Now all this sounds terribly difficult to execute. What does it take for an individual investor to do this?  Most people are of the view that an education in business, math and accounting is most necessary for those who want to invest well.

Peter Lynch does not agree. “In college except for obligatory courses, I avoided science, math, and accounting - all normal preparation for business…. Investing in stocks is an art, not a science, and people who’ve been trained to rigidly quantify everything have a big disadvantage. If stock picking could be quantified, you could rent time on the nearest Cray computer and make a fortune. But it doesn’t work that way. All the math you need in the stock market (Chrysler’s got $1 billion in cash, $500 million in long term debt, etc.) you get in the fourth grade.”

So what is it that Lynch feels you need to invest successfully in the stock market?

“Logic is the subject that’s helped me the most in picking stocks, if only because it taught me to identify the peculiar illogic of Wall Street. Actually Wall Street thinks just as the Greeks did. The early Greeks used to sit around for days and debate how many teeth a horse has. They thought they could figure it out by just sitting there, instead of checking the horse. A lot of investors sit around and debate, whether a stock is going up, as if the financial muse will give them the answer, instead of checking the company.”

And because of this illogic, most Wall Street Investors end up being victims of what Lynch calls the ‘Street lag’. “Under the current system, a stock isn’t truly attractive until a number of large institutions have recognised its suitability and an equal number of respected Wall Street analysts (the researchers who track the various industries and companies) have put it on the recommended list.

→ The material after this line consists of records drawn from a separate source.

PR #1921, opened 2021-07-25
Factor out palette-related code from "named colors" PR

NilsNemitz:
This is work-in-progress code that extracts (and hopes to clean up) the main palette management code from my earlier PR #1625.
Palette colors and UI monochromes are now sampled from color maps, which means that generation of an arbitrary number of plot colors by `functions.intColor()` and the monochrome generation for float values passed to `mkColor()` can be maintained while matching the alternative color schemes.

Once the code is in better shape, it should allow color presets (to be selected before plots are initialized) with less complexity and bugs than the original proposal... and will hopefully be less painful to review :)

### DIFF
--- a/examples/paletteDisplay.py
+++ b/examples/paletteDisplay.py
@@ -1,0 +1,467 @@
+#!/usr/bin/python
+# -*- coding: utf-8 -*-
+"""
+Adjust color palettes and apply them to a running plot
+"""
+
+## Add path to library (just for examples; you do not need this)
+import initExample
+
+import numpy as np
+
+from pyqtgraph.Qt import mkQApp, QtCore, QtGui, QtWidgets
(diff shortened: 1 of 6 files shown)


j9ac9k:
Hi @NilsNemitz this PR looks like it needs a rebase given all the reshuffling of stuff we've done over the last few months, sorry for the head-ache!  Let me know if I can help with that effort.

NilsNemitz:
Heh, thanks for the concern, but unfortunately, this is the least of the worries for this PR.

I put this here as a PR to have a basis for discussion, but in all honesty, work has stalled on this a little, and I am still trying to figure out what bits need to go where in order to give this at least a semblance of elegance.

I think we might close this PR for now, keep the numbers looking good.
I will make a new one when I have my squids in a row.

PR #1927, opened 2021-07-27
Reduce ColorMap inefficiencies

NilsNemitz:
This implements some of @pijyoi 's suggestions from the discussion on #1853:

- Gradient generation should ask for data in QColor format to avoid repeated conversion.
- Where conversion is needed, it can be accelerated by explicit `.tolist()` conversion of the numpy data structures.

I have also added a short comment to the generation of gradients and gradient-derived pens and brushes: These are not free operations, and for best performance should only be done as much as needed.

While we could possibly speed this up by caching the result internally, I think the gradient generation is basically a cool toy which realistically sees relatively little use. My impression is that the code for this should remain as simple as possible to save future maintainers some headaches. Or is there an obvious performance optimization that would clearly benefit from integration into the main ColorMap code?

@pijyoi, if you fall over any more improvements, we can throw those in here, too :)

### DIFF
--- a/pyqtgraph/colormap.py
+++ b/pyqtgraph/colormap.py
@@ -605,10 +605,10 @@ class ColorMap(object):
 
         # Convert to QColor if requested
         if mode == self.QCOLOR:
-            if np.isscalar(data):
+            if np.isscalar(data):                
                 return QtGui.QColor(*interp)
             else:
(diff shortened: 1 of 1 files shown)


j9ac9k:
Thanks @NilsNemitz 

Just wanted to publicly state my appreciation for your work on making the colormap capabilities better and better.

Merging!

PR #1928, opened 2021-07-27
Restore previous signature on TargetItem.setPos()

outofculture:
The previous signature was before 5a08650853a339c383281fd531fe059b74e1bbcd and accepted two args, the same as ever other `UIGraphicsItem.setPos`. This further simplifies to just use the `Point.__init__` to do the type checking.

### DIFF
--- a/pyqtgraph/graphicsItems/TargetItem.py
+++ b/pyqtgraph/graphicsItems/TargetItem.py
@@ -143,29 +143,27 @@ class TargetItem(UIGraphicsItem):
         )
         return self.sigPositionChangeFinished
 
-    def setPos(self, pos):
+    def setPos(self, *args):
         """Method to set the position to ``(x, y)`` within the plot view
 
         Parameters
         ----------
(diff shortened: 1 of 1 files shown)


pyqtgraph/graphicsItems/TargetItem.py
```diff
@@ -143,29 +143,27 @@ def sigDragged(self):
...
-        elif isinstance(pos, (QtCore.QPointF, QtCore.QPoint)):
-            newPos = Point(pos.x(), pos.y())
-        else:
-            raise TypeError
+        try:
+            newPos = Point(*args)
+        except TypeError:
+            raise
+        except Exception:
+            raise TypeError(f"Could not make Point from arguments: {args!r}")
```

With so many people waiting for others to make the first move, it’s amazing that anything gets bought”.

This disadvantage an individual investor does not have. As the authors write, “ Most important, you can find terrific opportunities in the neighborhood or at the work place, months or even years before the news has reached the analysts, and fund managers they advise”. So the first thing is to keep your eyes or years open and more than that ask some basic questions. “By asking some basic questions about companies, you can learn which are likely to grow and prosper, and which are unlikely to grow and prosper, and which are entirely mysterious. You can never be certain what will happen, but each new occurrence - a jump in earnings, the sale of an unprofitable subsidiary, the expansion into new markets - is like turning another card. As long as the cards suggest favourable odds of success, you stay in the hand.” 

Having said that it is very important that the individual figure out whether he has the qualities it takes to make for a successful investor. “This is the most important question of all. It seems to me the list of qualities ought to include patience, self reliance, common sense, a tolerance for pain, open mindedness, detachment, persistence, humility, flexibility, a willingness to do independent research, an equal willingness to admit mistakes, and the ability to ignore individual panic”, the authors write.

Other than this it is also important to have the ability to make decisions without ‘compete or perfect information’. “Things are never clear on Wall Street, or when they are, then it is too late to profit from them. The scientific mind that needs to know all the data will be thwarted here.”

And the most crucial thing is the ability to what the authors call “human nature and your gut feelings”.
 
As they write, “It is the rare investor who doesn’t secretly harbour the conviction that he or she has a knack for divining stock prices or gold prices or interest rates. In spite of the fact that most of us have been proven wrong again and again.

It’s uncanny how often people feel most strongly that stocks are going to go up or the economy is going to improve just when the opposite occurs.”

Hence there is no point in trying to predict where the market is headed to. As the authors write “When it comes to predicting the market, the important skill here is not listening, it’s snoring.

The trick is not to learn to trust your gut feelings, but rather to discipline yourself to ignore them. Stand by your stocks as long as the fundamental story of the company hasn’t changed.”